Lhoksukon, Seputar Aceh – Masyarakat Transparansi Aceh (MaTA) mensinyalir, dua dari lima dusun di Gampong Meunasah Geudong, Kecamatan Baktya Kabupaten Aceh Utara terindikasi fiktif, hanya memiliki nama saja tetapi tidak memiliki wilayah.

“Hal ini didasari atas penelusuran MaTA yang menindaklanjuti pengaduan yang disampaikan oleh tokoh masyarakat gampong setempat. Dua dusun yang diduga fiktif yakni Dusun Alue Jamok dan Dusun Krueng Lingka,” sebut Baihaqi, Koordinator Bidang Advokasi dan Kampanye MaTA dalam siaran pers yang diterima Seputar Aceh, Kamis (14/10).

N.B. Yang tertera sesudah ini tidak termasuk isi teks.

PR #491, opened 2024-02-29
POC: amountSpecified matches deltas

ewilz:
## Related Issue

## Description of changes


test/PoolManager.t.sol
```diff
@@ -464,7 +464,7 @@ contract PoolManagerTest is Test, Deployers, GasSnapshot {
         modifyLiquidityRouter.modifyLiquidity{value: 1 ether}(nativeKey, liqParams, ZERO_BYTES);
 
         IPoolManager.SwapParams memory params =
-            IPoolManager.SwapParams({zeroForOne: true, amountSpecified: 100, sqrtPriceLimitX96: SQRT_RATIO_1_2});
+            IPoolManager.SwapParams({zeroForOne: true, amountSpecified: -100, sqrtPriceLimitX96: SQRT_RATIO_1_2});
```
hensha256, line 467: This identical struct is used all over this file, and DynamicFees.t.sol. I wonder if we should just save it as our default `SWAP_PARAMS` in `Deployers.sol` like we have `LIQ_PARAMS` etc in there. And then al these files can just use that constant defined in 1 place?

hensha256: or `SWAP_EXACT_IN_PARAMS` or something

hensha256 (commented):
Looking great, much simpler than i thought it was going to be lol

test/PoolManager.t.sol
hensha256: I added this to our #390

ewilz: good call

Issue #487, opened 2024-02-27
store boolean for lock


hensha256:
### Describe the suggested feature and problem it solves.

After #442 we can just remove storing the address completely and store it as a boolean?

PR #493, opened 2024-03-01
store boolean instead of address

dianakocsis:
## Related Issue
store boolean for lock #487

## Description of changes
Removes storing the locker address and now stores a boolean instead


src/PoolManager.sol
```diff
@@ -88,11 +88,6 @@ contract PoolManager is IPoolManager, Fees, NoDelegateCall, ERC6909Claims {
         return pools[id].positions.get(_owner, tickLower, tickUpper);
     }
 
-    /// @inheritdoc IPoolManager
-    function getLocker() external view override returns (address locker) {
```
hensha256, line 92: Instead of `getLocker` we should probably expose `isLocked` here so people can see if the contract is locked or not

src/libraries/Locker.sol
```diff
@@ -14,31 +14,25 @@ library Locker {
     /// we use locker==address(0) to signal that the pool is not locked
     error InvalidLocker();
 
-    function setLocker(address locker) internal {
-        if (locker == address(0)) revert InvalidLocker();
+    function lock() internal {
         uint256 slot = LOCKER_SLOT;
```
hensha256, line 18: nit: we should rename `LOCKER_SLOT`... maybe `LOCKED_SLOT` or ... `LOCK_SLOT` ? Open to other ideas

src/test/PoolNestedActionsTest.sol
```diff
@@ -46,14 +46,8 @@ contract PoolNestedActionsTest is Test, ILockCallback {
     }
 
     function _nestedLock() internal {
-        address locker = manager.getLocker();
-        assertEq(locker, address(this));
```
hensha256, line 50: I think we should keep these lines - just checking instead that `manager.isLocked() == true` twice in this test (before and after the revert)

test/Locker.t.sol
```diff
@@ -8,38 +8,14 @@ contract LockerTest is Test {
...
-        assertEq(address(Locker.getLocker()), locker);
-
-        Locker.clearLocker();
-
-        assertEq(address(Locker.getLocker()), address(0));
-    }
-
-    function test_fuzz_isLocked(address locker) public {
-        vm.assume(locker != address(0));
+    function test_fuzz_lock() public {
```
hensha256, line 11: this is no longer a fuzz test - fuzz tests are when the test has a parameter like `address locker` and forge will choose 100,000 different values for that parameter and check that the test passes for all of them. Now that we dont have a parameter this can just be `test_lock`

hensha256 (changes requested):
Looking good!! Just a couple of little things 😄 Nice to see the gas went down a bit with it too

src/interfaces/IPoolManager.sol
```diff
@@ -120,6 +120,9 @@ interface IPoolManager is IFees, IERC6909Claims {
     /// @notice Returns the reserves for a given ERC20 currency
     function reservesOf(Currency currency) external view returns (uint256);
 
+    /// @notice Returns whether the contract is locked
+    function isLockSet() external view returns (bool);
```
hensha256, line 124: mm my instinct is that i prefer `isLocked` for this. Although we'll be renaming it in a later PR anyway so it doesnt really matter 😆

hensha256 (commented):
Just a couple more things! We're nearly there!

src/libraries/Locker.sol
snreynolds: I like LOCK_SLOT

src/interfaces/IPoolManager.sol
snreynolds: this function will be removed when we have extsload also just a note

snreynolds: so its probably nbd rn and since we have isLocked already I think its a fine temp name

hensha256: yeah good point lets just leave it as is

hensha256 (approved):
lgtm!

src/test/PoolNestedActionsTest.sol
```diff
@@ -92,29 +90,26 @@ contract NestedActionExecutor is Test, PoolTestBase {
...
-        assertEq(locker, msg.sender);
+        locked = manager.isLockSet();
+        assertEq(locked, true);
     }
 
-    function _swap() internal {
-        (address locker) = manager.getLocker();
-        assertTrue(locker != address(this), "Locker wrong");
-
+    function _swap(address locker) internal {
```
snreynolds, line 110: super nit but this really is now the caller right? Seems like we renamed (which I like better!)

snreynolds (dismissed):
looks good! one tiny nit

snreynolds (approved):
lgtm!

Menurut Baihaqi, berdasarkan hasil telaah MaTA, keberadaan dua dusun yang diduga fiktif tersebut sangat merugikan keuangan daerah, di mana masing-masing dusun memiliki Kepala Dusun (Kadus) yang tidak bekerja sebagai Kadus akan tetapi tetap mendapatkan jerih dari Pemerintah Kabupaten Aceh Utara sebesar Rp300 ribu perbulannya. Parahnya lagi, keberadaan dua dusun tersebut kurang lebih sudah 10 tahun,

MaTA menduga, persoalan serupa tidak hanya terjadi di Gampong Meunasah Kecamatan Baktya, kemungkinan juga terjadi di gampong lain.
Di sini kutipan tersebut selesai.